> REQUIRED ACTION
The lines that make up this material should each be returned exactly.

> EXCERPTED DATA

◆ ◆ ◆ ◆ ◆

PR #4671, opened 2025-02-25
feat(core): use `Account info` instead of `Send from` in Delizia staking UI

romanz:
Following #4672.

image


bieleluk (approved):
No issues here.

◆ ◆ ◆ ◆ ◆

> SOLUTION FOR THIS PROBLEM
PR #4671, opened 2025-02-25
feat(core): use `Account info` instead of `Send from` in Delizia staking UI

romanz:
Following #4672.

image


bieleluk (approved):
No issues here.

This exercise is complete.